Back in 2021 I posted the below link, 4x Raspberry Pi’s linked together to create a wifi tester. And it worked pretty well. Thought it wasn’t perfect. I fell short of what I really wanted which was a way of testing 30+ clients on an AP.

So it got an upgrade, doubling down on what we could throw into the unit we made it a new beast of a device. So I introduce to you the Pi-WiFi-Stack.

So, here is the new item list of what is in here.

8x Raspberry Pi 4
8x 32GB MicroSD cards
11x USB A to USB-C
13x Ethernet cables
32x USB Wifi 2.4/5GHz Wifi cards
2x Anker 65-Watt Charger
3x Ubiquiti UniFi USW Flex mini switch
1x Raspberry Pi Stack 8-part with Fans… and RGB.

As you can see most of this is just increasing how many cables I need to run all of this. Though there are a few changes. I had to increase up to 3 USW-Flex switches, I could have gotten away with less, however I wanted to keep it neat, and with the cheap price of the USW-Flex I decided to spend the little extra for a neater look.

And yes, it has RGB… the stack came with them and why not add them. It looks funky.

Now let’s do a quick refresh to how it’s setup, each Pi is just running the standard Raspberian and are effectively headless since they will never have a screen plugged in.

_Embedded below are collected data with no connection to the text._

PR #336, opened 2023-03-23
Use controlled execution environment, to avoid failure if PATH is unset (LP: #1959570)

slyon:
## Description
Use a controlled execution environment.
This is to allow execution in constrained environments, like early boot or
Ubuntu Core 20/22 where the PATH environment variable might not be set

Also, handle `nmcli`'s "NetworkManager not running" error gracefully.
Considering `/usr/bin/nmcli` for normal NetworkManager and `/snap/bin/nmcli -> /snap/bin/network-manager.nmcli` for NetworkManager snap as valid implementations.

## Checklist

- [x] \(Optional\) Closes an open bug in Launchpad. LP#1959570


netplan/cli/utils.py
```diff
@@ -40,16 +42,22 @@ def get_generator_path():
 
 
 def is_nm_snap_enabled():
-    return subprocess.call(['systemctl', '--quiet', 'is-enabled', NM_SNAP_SERVICE_NAME], stderr=subprocess.DEVNULL) == 0
+    env = dict(LC_ALL='C', PATH=os.environ.get('PATH', FALLBACK_PATH))
+    return subprocess.call(['systemctl', '--quiet', 'is-enabled', NM_SNAP_SERVICE_NAME],
+                           env=env, stderr=subprocess.DEVNULL) == 0
```
daniloegea, line 47: I'm wondering if it would suffice setting these variables only once via os.environ. Something like the below in the entry point of the Python code:

`os.environ.update({'LC_ALL': 'C', 'PATH': os.environ.get('PATH', '/usr/bin:/snap/bin')})`

daniloegea (commented):
Would it be enough settings the environment variables only once via `os.environ` in the entry point of the python code?

Makefile
```diff
@@ -19,6 +19,7 @@ clean:
 	rm -f *.gcda *.gcno generate.info
 	rm -f tests/ctests/*.gcda tests/ctests/*.gcno
 	rm -rf test-coverage .coverage coverage.xml
```
ogayot, line 21: nitpick: coverage.xml would be best suited here

netplan/cli/commands/status.py
```diff
@@ -157,9 +156,10 @@ def query_nm_ssid(self, con_name: str) -> str:
 
     def query_networkctl(self, ifname: str) -> str:
         output: str = None
+        env = dict(LC_ALL='C', PATH=os.environ.get('PATH', utils.FALLBACK_PATH))
         try:
             output = subprocess.check_output(['networkctl', 'status', ifname],
```
ogayot, line 161: Not relevant to this PR so feel free to ignore.
It's very uncommon but network interfaces having a name that starts with `-` is a thing.
I would recommend doing:
```python
['networkctl', 'status', '--', ifname]
```
just to avoid any problem.

```
$ ip link add -lo type dummy
$ networkctl status -lo
networkctl: invalid option -- 'o
$ networkctl status -- -lo
● 37: -lo                                                               
                     Link File: /usr/lib/systemd/network/99-default.link
[...]
```

netplan/cli/commands/apply.py
```diff
@@ -290,17 +295,25 @@ def command_apply(self, run_generate=True, sync=False, exit_on_error=True, state
...
+                # 'nmcli' could be /usr/bin/nmcli or
+                # /snap/bin/nmcli -> /snap/bin/network-manager.nmcli
                 cmd = ['nmcli', 'general', 'status']
-                for _ in range(20):
-                    if b'\nconnected' in subprocess.check_output(cmd, env=env):
+                # wait a bit for 'connected (site/local-only)' or
+                # 'connected' to appear in 'nmcli general' STATE
+                for _ in range(10):
+                    out = subprocess.run(cmd, capture_output=True,
+                                         universal_newlines=True, env=env)
```
ogayot, line 308: Up to you to use it here, not use it, or use it everywhere ; but it does improve readability IMO:

> Changed in version 3.7: Added the text parameter, as a more understandable alias of universal_newlines.
https://docs.python.org/3/library/subprocess.html#subprocess.run

netplan/cli/commands/apply.py
```diff
@@ -290,17 +295,25 @@ def command_apply(self, run_generate=True, sync=False, exit_on_error=True, state
                 utils.ip_addr_flush(iface)
             # clear NM state, especially the [device].managed=true config, as that might have been
             # re-set via an udev rule setting "NM_UNMANAGED=1"
-            subprocess.check_call(['rm', '-rf', '/run/NetworkManager/devices'])
+            subprocess.check_call(['rm', '-rf', '/run/NetworkManager/devices'], env=env)
```
ogayot, line 298: alternative approach is to use `shutil.rmtree` but it's not exactly equivalent so take it with a grain of salt :)

slyon: ACK. This is the cleaner approach and also being used elsewhere in the codebase.

netplan/cli/commands/apply.py
slyon: ACK. I've been holding back on this one consciously, for backwards compatibility reasons. But we're mostly targeting Python 3.10 (Jammy) nowadays, so should be fine to do this refactoring.

It should be done in an independent PR, though.

Makefile
slyon: Moved into #338 338

netplan/cli/commands/apply.py
slyon: see #338

ogayot (approved):
LGTM

netplan/cli/utils.py
slyon: Yes, moving it all into `cli/core.py` in the `class Netplan` constructor makes lots of sense. Let me test if this still works as expected (it should).

daniloegea (approved):
lgtm

slyon:
All tests green.

I've re-built a package in the above-mentioned PPA + core22 base snap + UC22 image and run the reproducer from the bug report:
=> It's still working as expected with the new `os.environ.update()` approach.

Merging.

Though I have left the GUI there for now just while still working on it in case. Eventually they would be purely headless with CLI/SSH as the only way to manage them.

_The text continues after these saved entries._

PR #339, opened 2023-04-04
Reimplement optional-addresses (LP: #1880029)

daniloegea:
## Description

The Netplan's key "optional-addresses" only generates configuration for systemd-networkd. Although, the generated "OptionalAddresses" key doesn't exist so this property never worked on Netplan.

This PR re-implements the key "optional-addresses" to emit configuration for network manager, using the "may-fail" key, and for networkd, using the "RequiredFamilyForOnline" key.

Note that RequiredFamilyForOnline is actually the apposite of "optional addresses". It defaults to "any", meaning that either ipv4 or ipv6 will be enough to set the interface as online. Because of that, the only time when Netplan will generate RequiredFamilyForOnline is when the user enters "none", meaning that none of the addresses are optional, so RequiredFamilyForOnline=both will be emitted. 

For Network Manager, optional-addresses never generated configuration. Now, Netplan will emit the key "may-fail" for ipv4 and/or ipv6 according to the configuration.

All the old values accepted by optional-addresses are no-ops, so if any users out there have this configuration in their YAML files, nothing will break.

These changes seem to not be a perfect fit based on our documentation, but I guess it's close :sweat_smile: 

## Checklist

### DIFF
--- a/src/abi.h
+++ b/src/abi.h
@@ -30,6 +30,9 @@ typedef enum {
     NETPLAN_OPTIONAL_DHCP4   = 1<<2,
     NETPLAN_OPTIONAL_DHCP6   = 1<<3,
     NETPLAN_OPTIONAL_STATIC  = 1<<4,
+    NETPLAN_OPTIONAL_IPV4    = 1<<5,
+    NETPLAN_OPTIONAL_IPV6    = 1<<6,
+    NETPLAN_OPTIONAL_NONE    = 1<<7,
 } NetplanOptionalAddressFlag;
 
 /* Fields below are valid for dhcp4 and dhcp6 unless otherwise noted. */
--- a/src/networkd.c
+++ b/src/networkd.c
@@ -739,15 +739,12 @@ netplan_netdef_write_network_file(
         is_optional = TRUE;
     }
 
-    if (is_optional || def->optional_addresses) {
-        if (is_optional) {
-            g_string_append(link, "RequiredForOnline=no\n");
-        }
-        for (unsigned i = 0; NETPLAN_OPTIONAL_ADDRESS_TYPES[i].name != NULL; ++i) {
-            if (def->optional_addresses & NETPLAN_OPTIONAL_ADDRESS_TYPES[i].flag) {
-            g_string_append_printf(link, "OptionalAddresses=%s\n", NETPLAN_OPTIONAL_ADDRESS_TYPES[i].name);
-            }
-        }
+    if (is_optional) {
+        g_string_append(link, "RequiredForOnline=no\n");
+    }
+
+    if (def->optional_addresses & NETPLAN_OPTIONAL_NONE) {
+        g_string_append(link, "RequiredFamilyForOnline=both\n");
     }
 
     if (def->mtubytes)
--- a/src/parse.c
+++ b/src/parse.c
@@ -1530,6 +1530,10 @@ NETPLAN_OPTIONAL_ADDRESS_TYPES[] = {
     {"dhcp4",   NETPLAN_OPTIONAL_DHCP4},
     {"dhcp6",   NETPLAN_OPTIONAL_DHCP6},
     {"static",  NETPLAN_OPTIONAL_STATIC},
+    /* All above are deprecated */
+    {"ipv4",    NETPLAN_OPTIONAL_IPV4},
+    {"ipv6",    NETPLAN_OPTIONAL_IPV6},
+    {"none",    NETPLAN_OPTIONAL_NONE},
     {NULL},
 };
 
@@ -1543,6 +1547,14 @@ handle_optional_addresses(NetplanParser* npp, yaml_node_t* node, const void* _, 
 
         for (unsigned i = 0; NETPLAN_OPTIONAL_ADDRESS_TYPES[i].name != NULL; ++i) {
             if (g_ascii_strcasecmp(scalar(entry), NETPLAN_OPTIONAL_ADDRESS_TYPES[i].name) == 0) {
+
+                /* Values below NETPLAN_OPTIONAL_STATIC (including it) are not valid and
+                 * considered deprecated. See LP: #1880029
+                 */
+                if (NETPLAN_OPTIONAL_ADDRESS_TYPES[i].flag <= NETPLAN_OPTIONAL_STATIC)
+                    g_warning("Flag \"%s\" in optional-addresses is deprecated. Valid values are: "
+                            "\"ipv4\", \"ipv6\" and \"none\"\n", NETPLAN_OPTIONAL_ADDRESS_TYPES[i].name);
+
                 npp->current.netdef->optional_addresses |= NETPLAN_OPTIONAL_ADDRESS_TYPES[i].flag;
                 found = TRUE;
                 break;
--- a/tests/generator/test_common.py
+++ b/tests/generator/test_common.py
@@ -58,15 +58,26 @@ UseMTU=true
 
     def test_optional_addresses(self):
         eth_name = self.eth_name()
-        self.generate(self.config_with_optional_addresses(eth_name, '["dhcp4"]'))
-        self.assertEqual(self.get_optional_addresses(eth_name), set(["dhcp4"]))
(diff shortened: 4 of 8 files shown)


tests/generator/test_common.py
```diff
@@ -58,15 +58,26 @@ def config_with_optional_addresses(self, eth_name, optional_addresses):
...
         eth_name = self.eth_name()
-        self.generate(self.config_with_optional_addresses(eth_name, '["dhcp4"]'))
-        self.assertEqual(self.get_optional_addresses(eth_name), set(["dhcp4"]))
+        self.generate(self.config_with_optional_addresses(eth_name, '["ipv4"]'))
+        self.assertEqual(self.get_optional_addresses(eth_name), set())
 
     def test_optional_addresses_multiple(self):
         eth_name = self.eth_name()
-        self.generate(self.config_with_optional_addresses(eth_name, '[dhcp4, ipv4-ll, ipv6-ra, dhcp6, dhcp4, static]'))
+        self.generate(self.config_with_optional_addresses(eth_name, '["ipv4", "ipv6", "ipv4"]'))
```
daniloegea, line 66: "ipv4" is duplicated here for the same reason "dhcp4" was duplicated before: to have code coverage for the entire `normalize_yaml_tree()` method in generator/base.py :sweat_smile:

src/abi.h
```diff
@@ -30,6 +30,9 @@ typedef enum {
     NETPLAN_OPTIONAL_DHCP4   = 1<<2,
     NETPLAN_OPTIONAL_DHCP6   = 1<<3,
     NETPLAN_OPTIONAL_STATIC  = 1<<4,
+    NETPLAN_OPTIONAL_IPV4    = 1<<5,
+    NETPLAN_OPTIONAL_IPV6    = 1<<6,
```
slyon, line 34: IMO we shouldn't introduce new IPV4 & IPv6 flags, but rather extend "_STATIC" to "_STATIC4" and "_STATIC6". But the "static4" and "static6" filters should just be internally and should not propagate to the YAML.

The "_IPv4" filter is then just a shortcut for IPV4_LL + DHCP4 + STATIC4.
The "_IPv6" filter is then just a shortcut for IPV6_RA (should this actually be called IPV6_LL?!) + DHCP6 + STATIC6.

src/networkd.c
```diff
@@ -739,15 +739,12 @@ netplan_netdef_write_network_file(
...
-            g_string_append(link, "RequiredForOnline=no\n");
-        }
-        for (unsigned i = 0; NETPLAN_OPTIONAL_ADDRESS_TYPES[i].name != NULL; ++i) {
-            if (def->optional_addresses & NETPLAN_OPTIONAL_ADDRESS_TYPES[i].flag) {
-            g_string_append_printf(link, "OptionalAddresses=%s\n", NETPLAN_OPTIONAL_ADDRESS_TYPES[i].name);
-            }
-        }
+    if (is_optional) {
+        g_string_append(link, "RequiredForOnline=no\n");
+    }
```
slyon, line 744: ACK. This is the easiest case, and basically a shortcut for IPV4_LL + DHCP4 + STATIC4 + IPV6_RA/LL + DHCP6 + STATIC6.

src/networkd.c
```diff
@@ -739,15 +739,12 @@ netplan_netdef_write_network_file(
...
+
+    if (def->optional_addresses & NETPLAN_OPTIONAL_NONE) {
```
slyon, line 746:
```suggestion
    if (def->optional_addresses == 0x0) {
```

src/parse.c
```diff
@@ -1543,6 +1547,14 @@ handle_optional_addresses(NetplanParser* npp, yaml_node_t* node, const void* _,
 
         for (unsigned i = 0; NETPLAN_OPTIONAL_ADDRESS_TYPES[i].name != NULL; ++i) {
             if (g_ascii_strcasecmp(scalar(entry), NETPLAN_OPTIONAL_ADDRESS_TYPES[i].name) == 0) {
+
+                /* Values below NETPLAN_OPTIONAL_STATIC (including it) are not valid and
+                 * considered deprecated. See LP: #1880029
+                 */
+                if (NETPLAN_OPTIONAL_ADDRESS_TYPES[i].flag <= NETPLAN_OPTIONAL_STATIC)
+                    g_warning("Flag \"%s\" in optional-addresses is deprecated. Valid values are: "
```
slyon, line 1555: We shouldn't deprecate the original keywords, but rather try to get them implemented in the corresponding backend renderers.

That is especially:
* Waiting LL configuration only
  * This can already be achieved on networkd, by using `RequiredForOnline=degraded` (instead of `routable/yes`). Can be in combination with `RequiredFamilyForOnline=ipv4/ipv6`. – But what happens if we want to have static or dynamic IP4 but only LL IP6?
* Waiting for static IP configuration, but not dynamic/DHCP.

slyon (changes requested):
A few remarks to start with:
* We should probably re-organize the internal flags/filters a little:
  - "ipv4-ll" = NETPLAN_OPTIONAL_IPV4_LL
  - "ipv6-ll" = NETPLAN_OPTIONAL_IPv6_LL
  - "dhcp4" = NETPLAN_OPTIONAL_DHCP4
  - "dhcp6" = NETPLAN_OPTIONAL_DHCP6
  - "static" = NETPLAN_OPTIONAL_STATIC4 & NETPLAN_OPTIONAL_STATIC6
* "ipv6-ra" should probably be re-named to "ipv6-ll". RA doesn't really make sense IMO, as we also have "dhcp6", which is kind of related.
* "static" should activate two internal filters, for finer control: NETPLAN_OPTIONAL_STATIC4 and NETPLAN_OPTIONAL_STATIC6 (in favor of the _STATIC flag)

Input variables:
We have multiple input variables that we need to consider when making a decision about "optional-addresses". Any address defined in the YAML is non-optional by default.
* IPv4 & IPv6 LL addresses, as defined in the `link-local:` setting. (`[ ipv6 ]` by default)
* IPv4 & IPv6 static addresses, as defined in the `addresses:` setting (IP address family is auto-detected).
* IPv4 & IPv6 dynamic addresses, as defined in the `dhcp4:` and `dhcp6:` (possibly in combination with `accept-ra:`) settings.

Considering the `optional-addresses:` schema:
Depending on the input variables (address types defined in the YAML), optional-addresses can be used to "filter out" some types, if we want to have them defined, but not block on them.

Basically, we have 4 levels of filters:
* internal flags: NETPLAN_OPTIONAL_IPV4_LL, NETPLAN_OPTIONAL_IPv6_LL, NETPLAN_OPTIONAL_DHCP4, NETPLAN_OPTIONAL_DHCP6, NETPLAN_OPTIONAL_STATIC4, NETPLAN_OPTIONAL_STATIC6
* YAML flags: ipv4-ll, ipv6-ra/ll, dhcp4, dhcp6, static
* (YAML shortcuts: ipv4, ipv6)
  * ipv4 == IPV4_LL + DHCP4 + STATIC4
  * ipv6 == IPV6_RA/LL + DHCP6 + STATIC6
  * I'm not yet sure if we should introduce those additional shortcuts, it might make things more complicated, but we can keep them here during implementation as a "reminder".
* YAML shortcut: `optional: true`
  * activates all the filters for this interface

So, overall I think we should keep the YAML schema for `optional-addresses` as-is, but split up the internal flags, to enable more fine-grained control. We should then introduce some helpers:
* wants_ipv4_static(addresses, optional_addresses_flags) -> bool
* wants_ipv6_static(addresses, optional_addresses_flags) -> bool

Each Pi has Ansible setup, with the first one in the stack as the primary device. And thanks for the help of a Developer I used to work with its running a very simple website that allows the user to get their results in a webpage instead of via terminal. I really wanted the website to work, because part of the testing in my mind is that you could put this in a classroom, and connect to it from the your office to do some extending testing without having to stay there. And this is why the device has a ethernet uplink, for me I just need to plug it into a working port, and make sure the VLAN is correct. The original design was to have it run on its own isolated network and the user would plug an ethernet cable into their device. However I soon abandoned that as I wanted it to be something that could be deployed and testing and not stuck there using it.

If you want to see more details about how I set it up, check out the original article linked above, it contains the information about how I set it up and how it went. Though the website still works and looks fine even with more details being listed.

I won’t go into any more details, as you can read it in the original post. Mainly wanted to show it is still alive and well!